TheBigCrunch Since: May, 2021 Relationship Status: watch?v=dQw4w9WgXcQ
#23: Nov 11th 2021 at 1:36:12 PM

I’ve thought about troping a fan-made level storyline made with the Level Editor of a game, and I always assumed that if I made it, I would make it as a separate page (option 5 of the og post), like with the mods of Friday Night Funkin', and create a separate index for other fan made storylines, also like with the aforementioned page. I think the storylines are tropeable, seeing as they have developed plots and characters. I’ve also thought of putting the name of the game where the storyline is from in the title, maybe as an alternate title, as to not totally distinguish it from the base game?

Edited by TheBigCrunch on Nov 11th 2021 at 4:38:54 AM

Twiddler (On A Trope Odyssey)
#24: Nov 11th 2021 at 2:44:25 PM

[up][up] The minimum number of tropes required for a work to have its own page is three.
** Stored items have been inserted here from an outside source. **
PR #3149, opened 2026-07-25
Fix pathlib parents subscript inference via an intermediate name

### LINKED ISSUE #2864: pathlib.Path.parents brain doesn't handle when parents is assigned to a variable
### Bug description

On Python 3.14 with pylint 4.0.1, process this Python file:

```python
# pylint: disable=missing-module-docstring
from pathlib import Path

cwd = Path.cwd()
parents = cwd.parents
print(parents[0].name)
```
This produces:

t.py:6:6: E1101: Instance of 'tuple' has no 'name' member (no-member)

This does not happen with Python 3.13.

(Related issue in the past: pylint-dev/pylint#5832)

### Configuration

```ini

```

### Command used

```shell
pylint t.py
```

### Pylint output

```python
************* Module t
t.py:6:6: E1101: Instance of 'tuple' has no 'name' member (no-member)

```

### Expected behavior

Pylint passes without reporting errors.

### Pylint version

```shell
pylint 4.0.1
astroid 4.0.1
Python 3.14.0 (main, Oct  8 2025, 21:26:41) [GCC 14.2.0]
```

### OS / Environment

`python:3.14-slim` Docker container with `pip install pylint`

### Additional dependencies

```python

```

Sanjays2402:
## Type of Changes

## Description

`_looks_like_parents_subscript` only matched when the subscripted node was the `.parents` attribute access itself, so binding it to a variable first (`parents = path.parents`; `parents[0]`) missed the brain tip and inferred a plain tuple element instead of a `Path`. The predicate now also accepts a `Name` assigned a `.parents` attribute access, keeping the existing check that the inferred value really is pathlib's parents sequence.

Added regression test fails on `main` and passes with the fix.

Closes #2864

### DIFF
--- a/astroid/brain/brain_pathlib.py
+++ b/astroid/brain/brain_pathlib.py
@@ -19,10 +19,30 @@ Path
 """
 
 
+def _looks_like_parents_value(node: nodes.NodeNG) -> bool:
+    """Whether ``node`` refers to a ``.parents`` attribute access.
+
+    A name is accepted when it is assigned such an attribute access, so that
+    ``parents = path.parents`` followed by ``parents[0]`` is recognised too.
+    """
+    if isinstance(node, nodes.Attribute) and node.attrname == "parents":
+        return True
+
+    if isinstance(node, nodes.Name):
+        _, assignments = node.lookup(node.name)
+        return any(
+            isinstance(assignment, nodes.AssignName)
+            and isinstance(assignment.parent, nodes.Assign)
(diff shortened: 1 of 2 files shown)


DanielNoord (commented):
As expected in https://github.com/pylint-dev/astroid/pull/2866/ this has a negative effect on the benchmark. We should find a way to fix this without that major negative effect.

DanielNoord:
Closing due to unresponsiveness.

I agree that for UGC they shouldn't be inherited from the source material though, or at least they should have their own spin on them.
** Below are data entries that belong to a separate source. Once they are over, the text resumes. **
PR #3150, opened 2026-07-25
Ignore typing.overload stubs in dunder lookup

### LINKED ISSUE #2448: false not-an-iterable for __truediv__ with @overload
### Steps to reproduce

```
from pathlib import Path
from typing import Any, Generic, Iterable, Iterator, TypeVar, overload

T = TypeVar('T')


class Thing:
    def __repr__(self) -> str:
        return 'a thing'


@dataclass
class GenericIter(Generic[T],
                  Iterable[T]):

    t_class: type[T]

    def __iter__(self) -> Iterator[T]:
        for _ in range(1, 10):
            yield self.t_class()


@dataclass
class GenericIterMaker():
    root: Path = Path()

    @overload
    def __truediv__(self, right: bool) -> bool:
        ...

    @overload
    def __truediv__(
            self, right: type[T]) -> GenericIter[T]:
        ...

    def __truediv__(self, right: Any):
        if isinstance(right, bool):
            return right
        else:
            return GenericIter(right)


maker = GenericIterMaker()
thing_iter = maker / Thing
for sensor in thing_iter:
    print(sensor)
```

### Current behavior

```
E1133: Non-iterable value THING_ITER is used in an iterating context (not-an-iterable)
```

### Expected behavior

No error.

3.2.2

Sanjays2402:
## Type of Changes

## Description

`_lookup_in_mro` returns every matching definition in the MRO, and the operator inference paths (`OperatorNode._invoke_binop_inference`, `UnaryOp._infer`) take `methods[0]`. When a special method is written with `@typing.overload`, that first entry is a stub whose body is `...`, so `A() / 1` and `-A()` infer `None` instead of the implementation's return value — which is what surfaces as the false `not-an-iterable` / `no-member` in the issue. Attribute access is unaffected because `igetattr` already resolves to the implementation.

This filters `typing.overload`-decorated definitions out of the dunder lookup when a real implementation is present. Added a regression test covering the binary and unary operator paths; it fails on `main` and passes with the fix, and the full test suite is green.

Closes #2448

### DIFF
--- a/ChangeLog
+++ b/ChangeLog
@@ -22,9 +22,7 @@ Release date: TBA
   Closes pylint-dev/pylint#10807
 
 * ``typing.overload`` stubs no longer shadow the implementation when a special
-  method is looked up in the MRO. The operator inference paths take the first
-  definition found, so an overloaded ``__truediv__`` or ``__neg__`` used to
-  infer the ``...`` body of the first stub rather than the real return value.
+  method is looked up in the MRO. 
 
   Closes #2448
 
--- a/astroid/interpreter/dunder_lookup.py
+++ b/astroid/interpreter/dunder_lookup.py
@@ -26,6 +26,24 @@ if TYPE_CHECKING:
     from astroid.context import InferenceContext
 
 
+def _drop_overloads(values: list) -> list:
+    """Drop ``typing.overload`` stubs when a real implementation is present.
+
+    A ``@overload``-decorated definition only declares a signature; the last,
+    undecorated definition is the one actually bound at runtime. Callers take
+    the first returned value, so the stubs must not shadow it.
+    """
+    implementations = [
+        value
+        for value in values
+        if not (
+            isinstance(value, nodes.FunctionDef)
+            and "typing.overload" in value.decoratornames()
+        )
+    ]
+    return implementations or values
+
+
 def _lookup_in_mro(node, name) -> list:
     attrs = node.locals.get(name, [])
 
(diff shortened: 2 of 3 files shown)


DanielNoord (dismissed):
Makes sense to me. Please add a changelog. I'd like @Pierre-Sassoulas or @jacobtylerwalls to also have a look at the code.

Sanjays2402:
Added the changelog entry under 4.2.0 in 0d9b981, and merged main while I was there since the PR had gone conflicting.

The conflict was only in `tests/test_inference.py` — `test_decimal_inference` landed at the end of the same file, so both tests are kept side by side, no code change.

`tests/test_inference.py` and `tests/test_protocols.py` are 495 passed, 10 skipped, 10 xfailed on the merged head.

@Pierre-Sassoulas @jacobtylerwalls whenever you have a moment for the second look Daniel asked for.

ChangeLog
```diff
@@ -21,6 +21,13 @@ Release date: TBA
   Closes #2852
   Closes pylint-dev/pylint#10807
 
+* ``typing.overload`` stubs no longer shadow the implementation when a special
+  method is looked up in the MRO. The operator inference paths take the first
+  definition found, so an overloaded ``__truediv__`` or ``__neg__`` used to
+  infer the ``...`` body of the first stub rather than the real return value.
```
```suggestion
* ``typing.overload`` stubs no longer shadow the implementation when a special
  method is looked up in the MRO. 
```

Pierre-Sassoulas (dismissed):
LGTM !

Pierre-Sassoulas (approved):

So for example, if the source work provides a "man riding a bird" sprite, dropping that onto a map would not count as Horse of a Different Color. But if you combine a "man" sprite and "bird" sprite into a "man riding a bird", then that would count.

Fighteer Lost in Space from The Time Vortex (Time Abyss) Relationship Status: TV Tropes ruined my love life
Lost in Space
#25: Nov 11th 2021 at 2:49:26 PM

Any such policy would fold into There Is No Such Thing as Notability.

Note that child works do not inherit tropes from their parent work by implication. Any content in a child work that is copied from the parent belongs to the parent, not the child. This includes "rearrangements" of parts of the parent, such as putting a man sprite on a pig sprite.

Only genuinely new creative content can be stated as belonging to the child work. This could include storylines and voice acting, but explicitly not use of existing art assets.